De l'extérieur, quand on ne me connait pas, je passe souvent pour le gentil petit Anton qui ne ferait pas de mal à une mouche, qui tempère ses amis et ne prend aucun parti.

C'est complètement faux.

Ce que je renvoie et ce que je suis sont deux choses différentes qu'une minorité arrive à déceler. Intérioriser jusqu'à l'explosion est une routine bien installée dans ma tête depuis des années. L'art de le cacher à qui je le veux en est une autre.

Quoi qu'il en soit, ma seule priorité sur le moment est de faire sa fête à ce sac de frappe qui ne demande qu'à recevoir ma frustration du contrôle que j'ai raté. J'avais révisé pourtant, mais je me suis planté en beauté en faisant un hors sujet en zootechnie. Je suis dans l'une des filières les plus ardues en termes de notation. Devenir cavalier soigneur demande de la rigueur en apprentissage, parfois ça coince.

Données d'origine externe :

PR #534, opened 2026-09-02
Tool activity: summary line or hidden, details in a thread (#505, tool half)

kaza:
The tool-call half of #505, in the shape proposed there. Refs #505 (the lifecycle half is #529).

Two per-platform fields beside `sessionHeader` / `stickyMessage`:

```yaml
toolActivity: summary   # full (default) | summary | hidden
toolDetails: thread     # thread (default for summary) | none
```

| `toolActivity` | The reply |
|---|---|
| `full` | unchanged: every tool inline with its `↳` indicator |
| `summary` | one live line at the top of the turn's post, `🔧 12 tools · 40 s`, updated as tools run; `· 1 ❌` when a tool failed; Claude's text follows |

Lake a terminé les cours une heure après moi. Il m'a rejoint dans la salle de boxe parce qu'il a compris que je ne suis pas rentré directement en sortant de classe. Alors que je me défoule depuis une heure tout seul, lui, il n'en est rien. Il n'a pas enfilé de gants et à vrai dire il ne devrait même pas être là. Il ne paye aucun abonnement. À force de le voir m'accompagner, le propriétaire ne dit plus rien sur sa présence indésirable.

Il s'est assis sur le sol, dos contre le mur en brique qui soutient son poids. Aucune idée de ce qu'il fait. Il pourrait être en train de me filmer que je n'y verrais que du feu. Je me rends compte très vite au son de sa voix que ce n'est pas le cas.

— Ava-Lee m'a transmis le mail de Maï concernant l'emploi du temps de la semaine.

— Et alors ? C'est mal ? demandé-je en envoyant en un jab sur le sac.

— Jusque-là je sais lire mes mails tout seul, pas besoin de les avoir en double.

Il souffle son mécontentement qui embrume la pièce aussitôt de ses mauvaises ondes. Il pouvait parfois être dur avec elle. Lake n'est pas du genre à chercher plus loin que l'information principale quand il est énervé par quelque chose. Surtout quand ça concerne Ava-Lee.

— Il n'y a pas un mot avec ? Ce n'est pas trop ressemblant à Ava de juste t'envoyer une information dans le vide.

J'essuie la sueur accumulée sur mon front grâce à mon avant-bras. Le souffle court à cause de l'effort, je contourne le sac pour avoir mon ami en visu. Lake plante ses yeux à la hauteur des miens. Je devine que j'avais raison rien qu'en voyant sa réaction.